D'Antonio Mattia, D'Onorio De Meo Paolo, Pallocca Matteo, Picardi Ernesto, D'Erchia Anna Maria, Calogero Raffaele A, Castrignanò Tiziana, Pesole Graziano
BMC Genomics. 2015;16(Suppl 6):S3. doi: 10.1186/1471-2164-16-S6-S3. Epub 2015 Jun 1.
The study of RNA has been dramatically improved by the introduction of Next Generation Sequencing platforms allowing massive and cheap sequencing of selected RNA fractions, also providing information on strand orientation (RNA-Seq). The complexity of transcriptomes and of their regulative pathways make RNA-Seq one of most complex field of NGS applications, addressing several aspects of the expression process (e.g. identification and quantification of expressed genes and transcripts, alternative splicing and polyadenylation, fusion genes and trans-splicing, post-transcriptional events, etc.).

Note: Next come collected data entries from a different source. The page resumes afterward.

PR #30, opened 2018-03-09
Masterlock

chriadam:


chriadam:
This is now ready for review.

lib/Crypto/extensionplugins.h
```diff
@@ -58,6 +58,12 @@ class SAILFISH_CRYPTO_API CryptoPlugin
     virtual QMap<Sailfish::Crypto::CryptoManager::Algorithm, QVector<Sailfish::Crypto::CryptoManager::KeyDerivationFunction> > supportedKeyDerivationFunctions() const = 0;
     virtual QMap<Sailfish::Crypto::CryptoManager::Algorithm, Sailfish::Crypto::CryptoManager::Operations> supportedOperations() const = 0;
 
+    virtual bool supportsLocking() const;
+    virtual bool isLocked();
```
Venemo: Shouldn't this also be `const`?

lib/Secrets/interactionparameters.h
```diff
@@ -59,28 +59,37 @@ class SAILFISH_SECRETS_API InteractionParameters {
...
-        Encrypt          = 128,
-        Decrypt          = 256,
-        Sign             = 512,
-        Verify           = 1024,
-        DeriveDigest     = 2048,
-        DeriveMac        = 4096,
-        DeriveKey        = 8192,
+        UnknownOperation    = 0,
+
+        RequestUserData     = 1<<0,   // usually used in conjunction with StoreSecret, i.e. store data requested from user.
```
Venemo: In other places, you use spaces next to the `<<` operator. For consistency, I suggest `1 << 0` here too.

lib/Secrets/extensionplugins.h
```diff
@@ -51,6 +51,12 @@ class SAILFISH_SECRETS_API EncryptionPlugin
     virtual Sailfish::Secrets::EncryptionPlugin::EncryptionType encryptionType() const = 0;
     virtual Sailfish::Secrets::EncryptionPlugin::EncryptionAlgorithm encryptionAlgorithm() const = 0;
 
+    virtual bool supportsLocking() const;
```
Venemo: The more I look at this, the more I think there should be a common base class for these plugin classes. Does not need to be part of this PR, but would definitely improve the code maintainability.

lib/Secrets/lockcoderequest.h
```diff
@@ -0,0 +1,85 @@
...
+public:
+    enum LockCodeRequestType {
+        ModifyLockCode = 0,
+        ProvideLockCode,
+        ForgetLockCode
+    };
+    Q_ENUM(LockCodeRequestType)
+
+    LockCodeRequest(QObject *parent = Q_NULLPTR);
+    ~LockCodeRequest();
```
Venemo: Should the destructor be `virtual` here? I would either suggest a `virtual` destructor, or marking the class as `final`.

lib/Secrets/lockcoderequest.h
```diff
@@ -0,0 +1,85 @@
...
+
+public:
+    enum LockCodeRequestType {
+        ModifyLockCode = 0,
+        ProvideLockCode,
+        ForgetLockCode
+    };
+    Q_ENUM(LockCodeRequestType)
+
+    LockCodeRequest(QObject *parent = Q_NULLPTR);
```
Venemo: Maybe mark the constructor with `explicit`.

lib/Secrets/extensionplugins.h
```diff
@@ -219,6 +237,12 @@ class SAILFISH_SECRETS_API AuthenticationPlugin : public QObject
     virtual Sailfish::Secrets::AuthenticationPlugin::AuthenticationTypes authenticationTypes() const = 0;
     virtual Sailfish::Secrets::InteractionParameters::InputTypes inputTypes() const = 0;
 
+    virtual bool supportsLocking() const;
+    virtual bool isLocked();
```
Venemo: I would suggest `const` for all `isLocked()` methods, I see there are a few of them, but I didn't comment on every one.

lib/Crypto/extensionplugins.h
chriadam: Done.  Previously it wasn't, because performing database select queries previously was non-const (due to preparation modifying the prepared query cache), however I've now made the cache mutable in order to make those methods const, and thus have now made the isLocked() methods const also.

lib/Secrets/interactionparameters.h
chriadam: Done

lib/Secrets/extensionplugins.h
chriadam: Right, let's do that in a separate PR

lib/Secrets/lockcoderequest.h
chriadam: All of the Request types derive from Request base class which has a virtual dtor.

lib/Secrets/extensionplugins.h
chriadam: Yep, done

lib/Secrets/lockcoderequest.h
chriadam: We should consider doing that, but in a separate PR as that would touch every eventual-QObject-derived class in the repository, and is not strictly related to this masterlock functionality.

blammit:
Looks good.

chriadam:
Thanks!  I assume OMP will have some feedback over the coming week or so, but I guess we can fix those issues later on, shouldn't hold up this PR from merging as I know that there are pending PRs which depend on this stuff.  Merging now.

PR #31, opened 2018-03-14
Jb40058 openssl features

blammit:


chriadam:
Minor note: JB#40058 tasks, probably best to use [sailfish-crypto] tag in commit messages, whereas for JB#36797 tasks use [sailfish-secrets].

plugins/opensslcryptoplugin/evp_p.h
```diff
@@ -8,6 +8,8 @@
 #ifndef SAILFISHCRYPTO_PLUGIN_CRYPTO_OPENSSL_EVP_P_H
 #define SAILFISHCRYPTO_PLUGIN_CRYPTO_OPENSSL_EVP_P_H
 
+#include "Crypto/cryptomanager.h"
```
chriadam: This is a C header, so probably just pass the block mode as an int to avoid having to pull in this header.
(Not that there's any need for this to be a C header, specifically, but it was copy-pasted from another C-only project.)

chriadam:
Mostly LGTM, thanks!

chriadam:
Also need unit tests etc

plugins/opensslcryptoplugin/evp_p.h
blammit: Yes true. Changing this means there will be hardcoded checks like (block_mode == 3), if that's what we want.

blammit:
Updated to fix issues and added unit tests.

These tests are failing at the moment regardless of whether my patches are applied. I can investigate this separately:
tst_cryptosecrets::secretsStoredKeys()
tst_cryptosecrets::cryptoStoredKey()
tst_cryptorequests::signVerify()
tst_cryptorequests::storedKeyRequests()
tst_cryptorequests::storedDerivedKeyRequests()
tst_cryptorequests::cipherEncryptDecrypt()

blammit:
These are failing when the patch is added, even with the default 256 key size. Needs investigation:
tst_cryptosecrets::secretsStoredKey()
tst_cryptosecrets::cryptoStoredKey()
tst_cryptorequests::storedDerivedKeyRequests()
tst_cryptorequests::storedGeneratedKeyRequests()
tst_cryptorequests::cipherEncryptDecrypt()

blammit:
Updated to rebase on top of the masterlock branch.

@chriadam I added the last two commits as we discussed, if you can check. The autotests now pass aside from the ones that were already failing against master.

plugins/opensslcryptoplugin/evp_p.h
Venemo: @chriadam Out of curiosity, where did you copy-paste it from?

blammit:
masterlock branch was merged. This is now rebased on top of master.

chriadam:
The changes to the input key handling (i.e. removing the hash-then-pad preamble) now causes breakages in the "custom lock code (from user)" codepaths (because the lock code is unlikely to be exactly the size required by the encryption algorithm.

I've created https://github.com/sailfishos/sailfish-secrets/pull/36 to address this issue, but there are a still a few failures which I ran out of time to fix, tonight.  I will continue on Monday.

chriadam:
I've now added a commit to derive the key from the authentication code properly in all cases (so that the cached key material is always a generated key, rather than sometimes a generated key and sometimes input key data (authentication code)) for the custom lock handling, etc.

blammit:
Yep, last commit looks good.

PR #32, opened 2018-03-14
Minor fixes

chriadam:


chriadam:
This is still WIP, need to finish the Secret implementation, then need to add the inline comparison operators for Key, then need to gadgetise and pimpl InteractionView.

After that's done, there are some doc fixes which I need to do (e.g. add the various request types which I've added recently), and I need to regenerate the DBus introspection data via qdbuscpp2xml.

Also, I will remove Certificate from the public API for now, since we won't have time to polish that one before the first release, I guess.

PR #36, opened 2018-03-16
Derive storage encryption key from authentication code

chriadam:


chriadam:
WIP, don't merge.

chriadam:
Not needed, I've pushed directly on top of the PR#31

PR #38, opened 2018-03-19
[sailfish-secrets] Allow plugin-target lock code request. Contributes to JB#36797

chriadam:
Previously, we only supported the bookkeeping database, a collection,
or a standalone secret to be the target of a code code request.
This commit adds support for specifying an extension plugin as the
target of the request, in case a particular plugin needs to be
explicitly unlocked via a non-masterlock (bookkeeping database key)
lock code request.

Contributes to JB#36797

### DIFF
--- a/daemon/CryptoImpl/crypto.cpp
+++ b/daemon/CryptoImpl/crypto.cpp
@@ -415,6 +415,60 @@ void Daemon::ApiImpl::CryptoDBusObject::finaliseCipherSession(
                                   result);
 }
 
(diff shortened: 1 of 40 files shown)


chriadam:
I am currently working on adding LockCodeRequest also to Crypto side (and routing it to Secrets side for user interaction flows etc).

chriadam:
Ok, this is now ready for review.

chriadam:
No negative comments from anyone so far... rebased and will now merge.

In order to provide researchers with an effective and friendly resource for analyzing RNA-Seq data, we present here RAP (RNA-Seq Analysis Pipeline), a cloud computing web application implementing a complete but modular analysis workflow. This pipeline integrates both state-of-the-art bioinformatics tools for RNA-Seq analysis and in-house developed scripts to offer to the user a comprehensive strategy for data analysis. RAP is able to perform quality checks (adopting FastQC and NGS QC Toolkit), identify and quantify expressed genes and transcripts (with Tophat, Cufflinks and HTSeq), detect alternative splicing events (using SpliceTrap) and chimeric transcripts (with ChimeraScan). This pipeline is also able to identify splicing junctions and constitutive or alternative polyadenylation sites (implementing custom analysis modules) and call for statistically significant differences in genes and transcripts expression, splicing pattern and polyadenylation site usage (using Cuffdiff2 and DESeq).
Through a user friendly web interface, the RAP workflow can be suitably customized by the user and it is automatically executed on our cloud computing environment. This strategy allows to access to bioinformatics tools and computational resources without specific bioinformatics and IT skills. RAP provides a set of tabular and graphical results that can be helpful to browse, filter and export analyzed data, according to the user needs.
新一代测序平台的引入极大地推动了RNA研究,该平台能够对选定的RNA片段进行大规模且低成本的测序,还能提供链方向信息(RNA测序)。转录组及其调控途径的复杂性使得RNA测序成为NGS应用中最复杂的领域之一,涉及表达过程的多个方面(例如,已表达基因和转录本的鉴定与定量、可变剪接和多聚腺苷酸化、融合基因和反式剪接、转录后事件等)。
为了为研究人员提供一个有效且友好的RNA测序数据分析资源,我们在此展示RAP(RNA测序分析管道),这是一个云计算网络应用程序,实现了完整但模块化的分析工作流程。该管道整合了用于RNA测序分析的最新生物信息学工具和内部开发的脚本,为用户提供全面的数据分析策略。RAP能够进行质量检查(采用FastQC和NGS QC Toolkit)、鉴定和定量已表达基因和转录本(使用Tophat、Cufflinks和HTSeq)、检测可变剪接事件(使用SpliceTrap)和嵌合转录本(使用ChimeraScan)。该管道还能够识别剪接连接以及组成型或可变多聚腺苷酸化位点(通过实现定制分析模块),并调用基因和转录本表达、剪接模式和多聚腺苷酸化位点使用方面的统计学显著差异(使用Cuffdiff2和DESeq)。
通过用户友好的网络界面,用户可以对RAP工作流程进行适当定制,并在我们的云计算环境中自动执行。这种策略使得无需特定的生物信息学和信息技术技能就能访问生物信息学工具和计算资源。RAP提供了一组表格和图形结果,有助于根据用户需求浏览、筛选和导出分析数据。